WORK INSTRUCTION —
Set down each entry from the block beneath, exactly as written.

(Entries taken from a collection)
PR #36, opened 2018-10-21
Added full key set of russian Troika card and removed duplicates.

zhovner:
also added missed commas. Is comma needed in the last key?


RfidResearchGroup:
Actually,  I don't think any of the commas is every used in the code.  It only read 12 hexadecimal from start of a new line.   The rest is ignored

RfidResearchGroup:
Great! Thanks!

PR #39, opened 2018-10-22
Added new keys from MifareClassicTool project. Remove two dups

zhovner:
I found that MifareClassicTool have some uniq keys and added it here.  Also remove two duplicates.


RfidResearchGroup:
Thanks!
And here I thought I had them all :)

PR #48, opened 2018-11-07
include Mbedtls

merlokk:
crypto tests passed
emv works
aes works
sha1, sha256 works

should be ok.


merlokk:
maybe needs to check `cmdflashmem.h`
and needs to get rid of `polarssl/des.c` but in next PR

merlokk:
as for `cmdflashmem.h`
it makes a signature and send it to arm. then arm dont write it to flash(
so )
good part: crypto works)
bad part: arm side flash write dont work(

RfidResearchGroup:
no,  that signature is reserved for RRG,   its our detection of a geniue RDV40.  So we don't encourage the writing of own signatures.   hence not enabled.

Did you pull in the whole crypto-lib?   Nice!

merlokk:
here is mbedtls with some parts is cut. but. they easily can be added with add a files and uncomment lines in config.h
I have added all the parts that are needed for our area (as i see). 
i tried to add less code, but here is cmac and error modules that includes everything)
p.s. ecdsa and asn.1 certificates added

PR #1784, opened 2022-09-24
Update bignum.c

sun1ch:
Delete unused variable t = 0

Signed-off-by: Alex <98668583+sun1ch@users.noreply.github.com>

### DIFF
--- a/common/mbedtls/bignum.c
+++ b/common/mbedtls/bignum.c
@@ -1439,7 +1439,7 @@ static
 __attribute__((noinline))
 #endif
 void mpi_mul_hlp(size_t i, mbedtls_mpi_uint *s, mbedtls_mpi_uint *d, mbedtls_mpi_uint b) {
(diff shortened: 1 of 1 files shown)


iceman1001:
its a bit unclear this one.
Since the mbedtls uses ASM code in macros direct after the definition of variable t.  

`MULADDC_INIT`    etc..

And I am not sure at all if the ASM code actually fills the memory or uses the memory for this variable t.

sun1ch:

YOUR RESPONSE —
PR #36, opened 2018-10-21
Added full key set of russian Troika card and removed duplicates.

zhovner:
also added missed commas. Is comma needed in the last key?


RfidResearchGroup:
Actually,  I don't think any of the commas is every used in the code.  It only read 12 hexadecimal from start of a new line.   The rest is ignored

RfidResearchGroup:
Great! Thanks!

PR #39, opened 2018-10-22
Added new keys from MifareClassicTool project. Remove two dups

zhovner:
I found that MifareClassicTool have some uniq keys and added it here.  Also remove two duplicates.


RfidResearchGroup:
Thanks!
And here I thought I had them all :)

PR #48, opened 2018-11-07
include Mbedtls

merlokk:
crypto tests passed
emv works
aes works
sha1, sha256 works

should be ok.


merlokk:
maybe needs to check `cmdflashmem.h`
and needs to get rid of `polarssl/des.c` but in next PR

merlokk:
as for `cmdflashmem.h`
it makes a signature and send it to arm. then arm dont write it to flash(
so )
good part: crypto works)
bad part: arm side flash write dont work(

RfidResearchGroup:
no,  that signature is reserved for RRG,   its our detection of a geniue RDV40.  So we don't encourage the writing of own signatures.   hence not enabled.

Did you pull in the whole crypto-lib?   Nice!

merlokk:
here is mbedtls with some parts is cut. but. they easily can be added with add a files and uncomment lines in config.h
I have added all the parts that are needed for our area (as i see). 
i tried to add less code, but here is cmac and error modules that includes everything)
p.s. ecdsa and asn.1 certificates added

PR #1784, opened 2022-09-24
Update bignum.c

sun1ch:
Delete unused variable t = 0

Signed-off-by: Alex <98668583+sun1ch@users.noreply.github.com>

### DIFF
--- a/common/mbedtls/bignum.c
+++ b/common/mbedtls/bignum.c
@@ -1439,7 +1439,7 @@ static
 __attribute__((noinline))
 #endif
 void mpi_mul_hlp(size_t i, mbedtls_mpi_uint *s, mbedtls_mpi_uint *d, mbedtls_mpi_uint b) {
(diff shortened: 1 of 1 files shown)


iceman1001:
its a bit unclear this one.
Since the mbedtls uses ASM code in macros direct after the definition of variable t.  

`MULADDC_INIT`    etc..

And I am not sure at all if the ASM code actually fills the memory or uses the memory for this variable t.

sun1ch:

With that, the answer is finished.